Na época, em artigo intitulado “Ianoblefe”, denunciei a farsa toda. De 19 mortos inicialmente na chacina,o número subiu para 40, depois para 73 e acabou voltando para 19. Se que no entanto nenhum corpo fosse encontrado. Em função de meus artigos, fui processado por racismo, por sete entidades ligadas a antropólogos e bugres, que pediam para mim cinco anos de prisão. Claro que não levaram.

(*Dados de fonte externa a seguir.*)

PR #57, opened 2020-02-06
Update package documentation; clarify faucet deployment

### LINKED ISSUE #22: Reconsider docker deployment
The original faucet from IOV used Docker for deployment and was never pushed to npm. With this monorepo, we get npm deployment for free because we use the same process for all packages. Now we have a good amount of duplication in the build process (for npm and for docker).

I wonder of we should instead
1. Install the faucet build from npm inside the Docker. This would require an external Dockerfile, since the code is not yet uploaded to npm when we create a version tag.
2. Don't support Docker at all and instead document how to install and run via npm (like [it was done with @iov/cli](https://github.com/iov-one/iov-core/tree/v2.0.0-alpha.7/packages/iov-cli#installation-and-first-run)). Whoever wants to containerize it can do so with a few simple commands.

webmaster128:
Closes #22


docs/faucet.Dockerfile
```diff
@@ -0,0 +1,15 @@
+# The only officially supported distribution channel of the faucet binary is @cosmwasm/faucet on npmjs.com
+# This is an example file of how to wrap the faucet in a docker container.
+# This file will be outdated very soon, but should work as a template for your custom docker setup.
+
+# Coose from https://hub.docker.com/_/node/
+FROM node:12.14.1-alpine
+
+RUN yarn global add @cosmwasm/faucet@0.0.3
```
ethanfrey: Nice, published ;)

packages/faucet/README.md
```diff
@@ -74,29 +76,33 @@ as soon as there is
...
-docker run --read-only --rm cosmwasm/faucet:manual help
+docker run --read-only --rm local-cosmwasm-faucet:manual version
+docker run --read-only --rm local-cosmwasm-faucet:manual help
 ```
 
 - Run faucet locally
 
 ```sh
-DOCKER_HOST_IP=$(docker run --read-only --rm alpine ip route | awk 'NR==1 {print $3}') \
+DOCKER_HOST_IP=$(docker run --read-only --rm alpine ip route | awk 'NR==1 {print $3}'); \
```
ethanfrey: Nice trick

packages/sdk/README.md
```diff
@@ -0,0 +1,5 @@
+# @cosmwasm/sdk
+
+[![npm version](https://img.shields.io/npm/v/@cosmwasm/sdk.svg)](https://www.npmjs.com/package/@cosmwasm/sdk)
+
+An SDK to build CosmWasm clients.
```
ethanfrey: A good start. We will definitely need better docs, but let's get this working for us first

PR #58, opened 2020-02-06
Avoid rebuild in test job

webmaster128:
This copies the `build` results from one job to another. Naturally, this creates a dependency between the jobs, but reduces the overall resources required. Most importantly, we prepare a setup for a number of different tests that can run in parallel to the `test` job (e.g. browser tests, faucet cli tests, ...) and all rely on a single build.

### DIFF
--- a/.circleci/config.yml
+++ b/.circleci/config.yml
@@ -5,7 +5,9 @@ workflows:
     jobs:
       - build
       - lint
-      - test
+      - test:
+          requires:
+            - build
 
 jobs:
   build:
@@ -30,6 +32,10 @@ jobs:
             - ~/.cache/yarn
       - run:
           command: yarn build
+      - persist_to_workspace:
+          root: .
+          paths:
+            - packages/*/build/*
   test:
     machine:
       # We can't use a containerized environment since it requires remote docker to start custom containers.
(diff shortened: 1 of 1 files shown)


.circleci/config.yml
```diff
@@ -43,6 +49,11 @@ jobs:
       - run: # start early for less wait time below
           command: ./scripts/cosm/start.sh
           background: true
+      - attach_workspace:
+          at: /tmp/builds
+      - run:
+          name: Merge build folders into project (merge with hardlinks)
+          command: cp --recursive --link /tmp/builds/* .
```
ethanfrey: interesting command, something i wished to do before but didn't know how

.circleci/config.yml
```diff
@@ -5,7 +5,9 @@ workflows:
     jobs:
       - build
       - lint
-      - test
+      - test:
+          requires:
+            - build
```
ethanfrey: Dependency is explict and enforced in CI. Seems good to me.

.circleci/config.yml
webmaster128: I wonder if it is really possible to hardlink from the "mounted" workspace into the guest's main system. Depending on the implementation, those might be two different file systems. Anyways, it works and does the copy step in less than 1 second.

PR #59, opened 2020-02-06
Add @cosmwasm/cli

webmaster128:
~Based on #60~

### DIFF
--- a/packages/cli/README.md
+++ b/packages/cli/README.md
@@ -1,0 +1,50 @@
+# @cosmwasm/cli
+
+[![npm version](https://img.shields.io/npm/v/@cosmwasm/cli.svg)](https://www.npmjs.com/package/@cosmwasm/cli)
+
+## Installation and first run
+
+The `cosmwasm-cli` executable is available via npm. We recommend local
+installations to your demo project. If you don't have one yet, just
+`mkdir cosmwasm-cli-installation && cd cosmwasm-cli-installation && yarn init --yes`.
+
+### locally with yarn
+
+```
+$ yarn add @cosmwasm/cli --dev
+$ ./node_modules/.bin/cosmwasm-cli
+```
+
+### locally with npm
+
+```
+$ npm install @cosmwasm/cli --save-dev
+$ ./node_modules/.bin/cosmwasm-cli
+```
+
+### globally with yarn
+
+```
+$ yarn global add @cosmwasm/cli
+$ cosmwasm-cli
+```
+
+### globally with npm
+
+```
+$ npm install -g @cosmwasm/cli
+$ cosmwasm-cli
+```
+
+## Getting started
+
+1. Install `@cosmwasm/cli` and run `cosmwasm-cli` as shown above
+2. TODO: write README inspired by
+   https://github.com/iov-one/iov-core/blob/master/packages/iov-cli/README.md
+
+## License
+
+This package is part of the cosmwasm-js repository, licensed under the Apache
+License 2.0 (see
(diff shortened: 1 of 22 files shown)


packages/cli/package.json
```diff
@@ -0,0 +1,51 @@
...
+  "files": [
+    "build/",
+    "types/",
+    "tsconfig_repl.json",
+    "*.md",
+    "!*.spec.*",
+    "!**/testdata/"
+  ],
+  "dependencies": {
+    "@cosmwasm/sdk": "^0.0.3",
```
ethanfrey: Interesting, just our sdk lib, no bcp. I think this is a good idea.

However, I think the current sdk is a bit low-level sometimes (more or less a clean wrapper around the RestServer without too many deps). I would suggest adding (not this PR but soon) another package with a bit higher level helpers around sdk - adding imports for key management and signing transactions, also constructing messages.

This is another issue, but yeah my main thought here

packages/cli/src/cli.ts
```diff
@@ -0,0 +1,146 @@
...
+  if (args.version) {
+    const version = require(join(__dirname, "..", "package.json")).version;
+    console.info(version);
+    return;
+  }
+
+  const imports = new Map<string, readonly string[]>([
+    ["@cosmwasm/sdk", ["types", "RestClient"]],
+    [
+      "@iov/crypto",
```
ethanfrey: These three packages are not part of the dependencies. (crypto, encoding, keycontrol). This is related to my questions above. How do we pull all this in?

packages/cli/src/cli.ts
```diff
@@ -0,0 +1,146 @@
...
+        "Wallet",
+        "WalletId",
+        "WalletImplementationIdString",
+        "WalletSerializationString",
+      ],
+    ],
+  ]);
+
+  console.info(colors.green("Initializing session for you. Have fun!"));
+  console.info(colors.yellow("Available imports:"));
```
ethanfrey: Doesn't match above imports

webmaster128: Well spotted. This was a bug. Corrected.

packages/cli/package.json
webmaster128: One thing that really bothers me is that we can't do any kind of signing without BCP types. I imported all the BCP stuff now and added an example from the rest client tests.

webmaster128:
Added some example code. This can be merged I think.

packages/cli/README.md
```diff
@@ -0,0 +1,84 @@
...
+```
+$ npm install -g @cosmwasm/cli
+$ cosmwasm-cli
+```
+
+## Getting started
+
+1. Install `@cosmwasm/cli` and run `cosmwasm-cli` as shown above
+2. Start a local wasmd blockchain
+3. Start with `./bin/cosmwasm-cli --init examples/local_faucet.ts`
```
webmaster128: Ah damn, this can only work from within the development repo. Otherwise the "helper" file is not very helpful. This whole CLI idea is a mess .... 🤯

webmaster128: It feels like you can only lose when you try to balance between the necessary boilerplate to achive anything on the one side and flexibility of an API on the other side.

ethanfrey: Okay, I got it. This is a good place to play for now. 

For later, we can:

a. provide an example downloading the init file via `curl` with some sample setups
b. provide a second package (built into the binary) that provides a higher-level, opinionated API for common demo tasks, but doesn't create the objects

ethanfrey:
I need some time to play around with it more, but this is a great start

PR #61, opened 2020-02-06
Add a Pen for signing

webmaster128:
Utilize the power of @iov/crypto without polling in @iov/bcp and @iov/keycontrol.

If this is :+1:, I can port this to the cli, where this also removed the level* dependencies.

### DIFF
--- a/packages/sdk/src/pen.ts
+++ b/packages/sdk/src/pen.ts
@@ -1,0 +1,87 @@
+import {
+  Bip39,
+  EnglishMnemonic,
+  Secp256k1,
+  Sha256,
+  Sha512,
+  Slip10,
+  Slip10Curve,
+  Slip10RawIndex,
+} from "@iov/crypto";
+
+export type PrehashType = "sha256" | "sha512" | null;
+
+/**
+ * A pen is the most basic tool you can think of for signing. It works
+ * everywhere and can be used intuitively by everyone. However, it does not
+ * come with a great amount of features. End of semi suitable metaphor.
+ *
+ * This wraps a single keypair and allows for signing.
+ *
+ * Non-goals of this types are: multi account support, persistency, data migrations,
+ * obfuscation of sensitive data.
+ */
+export interface Pen {
+  readonly getPubkey: () => Promise<Uint8Array>;
+  readonly createSignature: (signBytes: Uint8Array, prehashType?: PrehashType) => Promise<Uint8Array>;
+}
+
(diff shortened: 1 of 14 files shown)


packages/sdk/src/pen.ts
```diff
@@ -0,0 +1,86 @@
...
+    Slip10RawIndex.hardened(118),
+    Slip10RawIndex.hardened(0),
+    Slip10RawIndex.normal(0),
+    Slip10RawIndex.normal(a),
+  ];
+}
+
+export class Secp256k1Pen implements Pen {
+  public static async fromMnemonic(
+    mnemonic: string,
```
ethanfrey: I like this interface, and for all single signer examples works well.

Default path with override is very nice

packages/sdk/src/pen.ts
```diff
@@ -0,0 +1,86 @@
...
+
+  private constructor(privkey: Uint8Array, pubkey: Uint8Array) {
+    this.privkey = privkey;
+    this.pubkey = pubkey;
+  }
+
+  /**
+   * Creates a fixed length encoding of the signature parameters r (32 bytes) and s (32 bytes).
+   */
+  public async createSignature(
```
ethanfrey: This is the same output as the wallet, right?

webmaster128: Almost. IOV Core uses a custom format which we call "fixed length encoding":

```ts
  /**
   * A simple custom encoding that encodes the extended signature as
   * r (32 bytes) | s (32 bytes) | recovery param (1 byte)
   * where | denotes concatenation of bonary data.
   */
  public toFixedLength(): Uint8Array {
    return new Uint8Array([...this.r(32), ...this.s(32), this.recovery]);
  }
```

Cosmos also has a fixed length encoding, but only wants the first 64 bytes. This is normalized inside of 

```ts
export function encodeSecp256k1Signature(pubkey: Uint8Array, signature: Uint8Array): StdSignature {
  return {
    // eslint-disable-next-line @typescript-eslint/camelcase
    pub_key: {
      type: pubkeyType.secp256k1,
      value: toBase64(Secp256k1.compressPubkey(pubkey)),
    },
    // Recovery seems to be unused
    signature: toBase64(Secp256k1.trimRecoveryByte(signature)),
  };
}
```

where `Secp256k1.trimRecoveryByte` cuts the first 64 bytes from the 64 bytes or 65 bytes format.

PR #62, opened 2020-02-07
Add script to deploy ERC20 contract for local development

webmaster128:
This checks-in contract b26861a6aa9858585ed905a590272735bd4fe8177c708940236224e8c9ff73ca from https://github.com/confio/cosmwasm-examples/pull/36


scripts/cosm/deploy_erc20.js
```diff
@@ -0,0 +1,122 @@
...
+const faucetAddress = "cosmos1pkptre7fdkl6gfrzlesjjvhxhlc3r4gmmk8rs6";
+
+async function uploadContract(client, pen, wasm) {
+  const memo = "My first contract on chain";
+  const storeCodeMsg = {
+    type: "wasm/store-code",
+    value: {
+      sender: faucetAddress,
+      wasm_byte_code: Encoding.toBase64(wasm),
+      source: "https://github.com/confio/cosmwasm/raw/0.7/lib/vm/testdata/contract_0.6.wasm",
```
ethanfrey: This is not the proper source. Better leave it blank, or take it as an argument.

(It confused me until I saw line 81)

scripts/cosm/deploy_erc20.js
```diff
@@ -0,0 +1,122 @@
...
+  console.info(`Upload succeeded. Code ID is ${codeId}`);
+
+  const initMsg = {
+    decimals: 5,
+    name: "Ash token",
+    symbol: "ASH",
+    initial_balances: [
+      {
+        address: faucetAddress,
+        amount: "11",
```
ethanfrey: Maybe we can give the faucet a bit more than 0.00011 ASH to hand out.

Otherwise, this looks good

scripts/cosm/deploy_erc20.js
```diff
@@ -0,0 +1,122 @@
...
+  return client.postTx(marshalTx(signedTx));
+}
+
+async function main() {
+  const pen = await Secp256k1Pen.fromMnemonic(faucetMnemonic);
+  const client = new RestClient(httpUrl);
+
+  const wasm = fs.readFileSync(__dirname + "/contracts/cw-erc20.wasm");
+  const uploadResult = await uploadContract(client, pen, wasm);
+  if (uploadResult.code) {
```
ethanfrey: I wonder sometimes if it wouldn't be safer for `client.postTx` to throw an error if `code` is set, so this doesn't get forgotten when people just work on the happy path. Basically, full these three lines into RestClient

scripts/cosm/deploy_erc20.js
```diff
@@ -0,0 +1,122 @@
+#!/usr/bin/env node
```
ethanfrey: This is a super example script.
Not just for the CI, but to demo.

Great initiative!

packages/sdk/types/index.d.ts
```diff
@@ -1,7 +1,8 @@
+import * as logs from "./logs";
```
ethanfrey: :+1: some nice helpers there

packages/sdk/src/logs.ts
```diff
@@ -59,3 +59,26 @@ export function parseLogs(input: unknown): readonly Log[] {
...
   return input.map(parseLog);
 }
+
+/**
+ * Searches in logs for the first event of the given event type and in that event
+ * for the first first attribute with the given attribute key.
+ *
+ * Throws if the attribute was not found.
+ */
+export function findAttribute(
```
ethanfrey: Yeah, a few lines, but super nice to expose as a function

scripts/cosm/deploy_erc20.js
webmaster128: :)

packages/sdk/src/logs.ts
webmaster128: It was not possible to copy it over (which I tried first) since nodejs 12 does not support JavaScript's new optional chaining syntax. This way, it gets processed and prebuilt by TS.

Mas volto a meu nome. Como seria natural, assinei com o nome jornalístico. Ao pé da página, o editor colocou: Janer Cristaldo é doutor pela Université de la Sorbonne Nouvelle. Antropólogos, indigenistas – e até mesmo um cineasta – que haviam caído sobre mim como um enxame de vespas furiosas, tentaram desqualificar-me. Foram pesquisar nos arquivos da Sorbonne Nouvelle e lá não havia nenhum Dr. Janer Cristaldo.
Claro que não havia. Havia o dr. Ferreira Moreira. Ou docteur Ferrerrá Morrerrá, em bom francês. Como esqueci de assinar com meu nome jornalístico, a tese saiu em nome de meu alterego luso. Aliás, até hoje não me peguei meu diploma. Primeiro, porque exigia muita burocracia. Segundo, de que me adiantava exibir na parede o DR do Ferreira Moreira?
Enfim, para dizer que se às vezes me confundo com meu nome, não é de espantar que esqueça minha data natalícia. Tenho sido lembrado, nos últimos dois anos, pelos interlocutores do Facebook. Completo hoje, oficialmente, minha 65ª volta em torno ao sol. (De fato, foi há três meses). Recebi não poucos votos de muitos dias felizes pela frente.
Principalmente de Dom Pedrito, o que muito me comove. Só agora, nestes dias de Internet, estou falando com a cidade em que me criei. Quando escrevia em Porto Alegre, há boas quatro décadas, era praticamente desconhecido em Dom Pedrito, pois só um ou dois exemplares do jornal chegavam lá. Hoje, posso ser lido em qualquer lugar do mundo.
Se serão muito os dias felizes, não sei. Nunca sabemos. Mas espero que sejam, para continuar espicaçando leitores. Aos que me lembraram – já que eu me esqueço -, meu comovido agradecimento. E minhas escusas por enganá-los. Mas isto é o de menos, afinal cumprimos aniversário todos os dias.